# monitoring



## smaj100 (Oct 17, 2012)

I have a question. I need a way to find out if the power is out at my place and i trip the main cb hook my gen and run the house. I have no way to know if power is restored. Is there a simple method to install or hookup to the main line coming from the meter to know power has been restored without disconnecting everything and turning the main cb back on?

was thinking at first a simple clamp style amp meter, but then i thought nope. no power going past the main cb so no load no reading on the amp meter. am I wrong in this logic?


----------



## TheLazyL (Jun 5, 2012)

When the neighbor's night light was on I knew the Electric Utility had restored power. This method worked until the last power outage. Neighbor had purchased a whole house generator, his night light was on the generator.

My plan now is to have a Electrician install a sub-panel before my main CB. Sub-panel (breaker) will power a receipt. I'll plug a neon light into the the receipt. If the neon light is on I have power from the Electrical Utility, I can shut down my generator and flip the main CB back on.
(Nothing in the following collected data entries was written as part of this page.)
PR #24633, opened 2020-05-19
Fix test_cond flaky test under Windows

zhhsplendid:
In the past, the test_cond will fail with 2% probability and easy to re-produce.

Now I re-run 300 times and no failure occurs. The probability of still has the failure is (1 - 2%) ^ 300 ~= 0.00004. We can say the random failure disappears. Maybe someone fixed some bugs in PE.


liym27 (approved):
LGTM

Aurelius84 (approved):

PR #24648, opened 2020-05-20
fix compile error about cub

ccmeteorljh:
+ fix cub error while compiling
image
The reason is: https://github.com/NVlabs/cub/releases update yesterday (May 19th), and we don't know what's happen.


luotao1 (approved):
LGTM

No neon light, stay on generator.


----------



## backlash (Nov 11, 2008)

Get one of these.
Even if the main breaker is tripped you can still check for power where the wires go into the breaker box before the breaker.










http://www.homedepot.com/p/Klein-Tools-Non-Contact-Voltage-Tester-NCVT-1SEN/100661787


----------



## Tirediron (Jul 12, 2010)

Or just wire a pig tail in to the hot side of the main breaker and screw a $3.00 led bulb in when you open the breaker to run your gen, when the light comes on you can go back to the grid.


----------



## hiwall (Jun 15, 2012)

Keep in mind that anything you do other than install another panel like TheLazyL suggested will not meet any code. If ever inspected it will be red tagged or condemned. Not likely to effect any payment from the house insurance if you ever have a claim though.
backlash has a simple and cheap solution!


----------



## Caribou (Aug 18, 2012)

masterspark said:


> If I read you correctly you are planning on simply shutting off the main and connecting the gen. This will work but is rather stupid. If you had to MacGuyver something quick-OK it will work. If it is your plan-Don't do it!
> A simple sub-panel with with the critical circuits in it and a breaker interlock is the way to go. The interlock mechanically prevents the two power sources from meeting. The bonus here is that there is no need to shut off your main breaker because the gen stays isolated from the mains. When the power comes back on the remainder of the house is powered up to let you know to shut off the genny. Prob less than $200.00. Well worth it!
> {FWIW I am a master electrician}


I have a switch. I can either power my home from the grid or from the generator. The previous owner used the "the neighbor has lights" monitor. As time goes on and as the neighbors get their own backup or if I just get tired of running outside every half hour, what is your suggestion for a low wattage light or other alarm.

The switch and main disconnect are outside and the breaker panel is inside and not on a connecting wall.


----------



## Tirediron (Jul 12, 2010)

Ok if you get an insulated clip wire that to the pigtail with the LED through a 2 amp inline fuse, and hook it to one of the leads before the main breaker, and the other to ground potential , organized crime, I mean insurance will never know un less you leave it hooked up all the time. 

Masterspark has the better long term solution. and if the source is outside and inconvenient to do a partial circuit, just have a certified electrician wire in a grid power on indicator light.


----------



## zimmy (Aug 17, 2012)

Okay well I don't know if this meets the NEC regulations but this is the way I chose to do it. I installed a small sub panel on the primary side of the emergency transfer switch and with two single pole breakers I wired in two incandescent lamps one for each side of the line. Now I know some of you might might say why did I use incandescent and not LED lamps because they are on all of the time using energy.....well I like the glow of the old fashion Marconi style lamps direct from China, and by the way, these lamps can be seen from the kitchen window. Note the small sub panel to the left of the main transfer switch, lead length is keep to a minimum to sub panel.


----------



## LastOutlaw (Jun 1, 2013)

Zimmy, thats a real nice setup you have.

I have a Generac hooked to my system on a manual switch. I didn't want the auto switch and opted for manual. I also have a shop running on it's own meter so I simply turn on a light at the shop and it becomes my "neighbor's porch light".
I'm getting ready to setup a 1200 watt solar system but will not grid tie it. I'm going to use it like an off grid system and run certain items with it.


----------